ACTION OF FLUORINE ON ORGANIC COMPOUNDS1 BY BURR HUMISTON
The action of fluorine on organic compounds is usually very violent resulting in the total disintegration of the compound in question. In the case of hydrocarbons, hydrofluoric acid and carbon fluorides are formed. Saturated hydrocarbons such as paraffin and “Nujol” when exposed to undiluted fluorine burn with incandescence, giving free carbon and carbon fluorides as the reaction products. Many experiments were tried in this laboratory on the preparation of organic fluorides, the first work being on carbon fluorides. Carbon and graphite are attacked by fluorine if in a granular or powdered condition. Moissan2 gives the action of fluorine on lamp-black, charcoal, graphite, and diamond.

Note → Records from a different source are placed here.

PR #1891, opened 2022-03-22
feat: can't delete published collections

### LINKED ISSUE #1873: Disable the option to delete published TP collections
The server already handles this correctly, but the front-end should block the context option from the collection detail too:

nicosantangelo:
Closes #1873

### DIFF
--- a/src/components/ThirdPartyCollectionDetailPage/CollectionContextMenu/CollectionContextMenu.tsx
+++ b/src/components/ThirdPartyCollectionDetailPage/CollectionContextMenu/CollectionContextMenu.tsx
@@ -44,7 +44,6 @@ export default class CollectionContextMenu extends React.PureComponent<Props> {
   render() {
     const { collection } = this.props
     const canDelete = this.canDelete()
-    console.log('canDelete: ', canDelete)
     return (
       <Dropdown
         className={styles.dropdown}
@@ -73,7 +72,7 @@ export default class CollectionContextMenu extends React.PureComponent<Props> {
                   trigger={<Dropdown.Item text={t('global.delete')} />}
                 />
               ) : (
-                <Dropdown.Item text={t('global.delete')} disabled={true} />
+                <Dropdown.Item text={t('global.delete')} disabled />
               )
             }
             hideOnScroll={true}
--- a/src/components/ThirdPartyCollectionDetailPage/CollectionContextMenu/CollectionContextMenu.tsx
+++ b/src/components/ThirdPartyCollectionDetailPage/CollectionContextMenu/CollectionContextMenu.tsx
@@ -36,8 +36,15 @@ export default class CollectionContextMenu extends React.PureComponent<Props> {
     }
   }
 
+  canDelete() {
+    const { collection } = this.props
+    return !isLocked(collection) && !collection.isPublished
+  }
+
   render() {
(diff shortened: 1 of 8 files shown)


src/components/ThirdPartyCollectionDetailPage/CollectionContextMenu/CollectionContextMenu.tsx
```diff
@@ -36,8 +36,15 @@ export default class CollectionContextMenu extends React.PureComponent<Props> {
...
 
+  canDelete() {
+    const { collection } = this.props
+    return !isLocked(collection) && !collection.isPublished
+  }
+
   render() {
     const { collection } = this.props
+    const canDelete = this.canDelete()
+    console.log('canDelete: ', canDelete)
```
juanmahidalgo, line 47: 🧹

src/components/ThirdPartyCollectionDetailPage/CollectionContextMenu/CollectionContextMenu.tsx
```diff
@@ -53,32 +60,36 @@ export default class CollectionContextMenu extends React.PureComponent<Props> {
...
+            trigger={
+              canDelete ? (
+                // ConfirmDelete breaks the popup, so we just skip it when unnecessary
+                <ConfirmDelete
+                  name={collection.name}
+                  onDelete={this.handleDeleteCollection}
+                  trigger={<Dropdown.Item text={t('global.delete')} />}
+                />
+              ) : (
+                <Dropdown.Item text={t('global.delete')} disabled={true} />
```
juanmahidalgo, line 76:
```suggestion
                <Dropdown.Item text={t('global.delete')} disabled />
```
Maybe? (nitpick)

src/components/ThirdPartyCollectionDetailPage/CollectionContextMenu/CollectionContextMenu.tsx
```diff
@@ -36,8 +36,15 @@ export default class CollectionContextMenu extends React.PureComponent<Props> {
     }
   }
 
+  canDelete() {
+    const { collection } = this.props
+    return !isLocked(collection) && !collection.isPublished
```
juanmahidalgo, line 41: This logic is perfect, but in order to work for TP collections, I think we need to update the `isPublished` attribute once the items are published. We forgot to add that in the collections reducer.
I believe it'd be something like:
```
case PUBLISH_THIRD_PARTY_ITEMS_SUCCESS: {
      const { collectionId } = action.payload
      return {
        ...state,
        data: {
          ...state.data,
          [collectionId]: {
            ...state.data[collectionId],
            isPublished: true
          }
        }
      }
    }
```
In the `collection/reducer.ts` file.
Without this change, the user could publish some items and the button will still be enabled, because the `isPublished` attribute keeps being `false`.

nicosantangelo: good catch! I kinda brushed over that as I though it'd be dealt by https://github.com/decentraland/builder/issues/1874 but I prefer adding it here 👍

juanmahidalgo (approved):
LGTM! 🚀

He found that lamp-black and charcoal are easily attacked; but pieces of graphite must be brought almost to redness before the reaction sets in; while diamond does not lose weight when heated to redness in a Bunsen burner and then exposed to fluorine. He obtained a mixture of carbon fluorides in every case. Fluorine was passed over approximately twenty grams of “filtchar” in a copper tube and the gases led into a test tube by solid carbon dioxide and ether. Although cooled to -80 the tube containing the charcoal was at room temperature, the reaction started as soon as the fluorine was passed in; and the temperature rose quickly. After about six hours fluorine came through the system and it was supposed that the carbon was entirely converted to fluoride. On opening the reaction tube it was found that a large portion of the carbon was covered with a gray dust which appeared to be mineral matter. This materially slowed down the action of the fluorine. Only ten grams of carbon fluoride were condensed whereas if all the fluorine which acted on the charcoal had gone to carbon 1 2
Published by permission of the Director of Chemical Warfare Service. Comptes rendus, 110, 2 7 6 (1890).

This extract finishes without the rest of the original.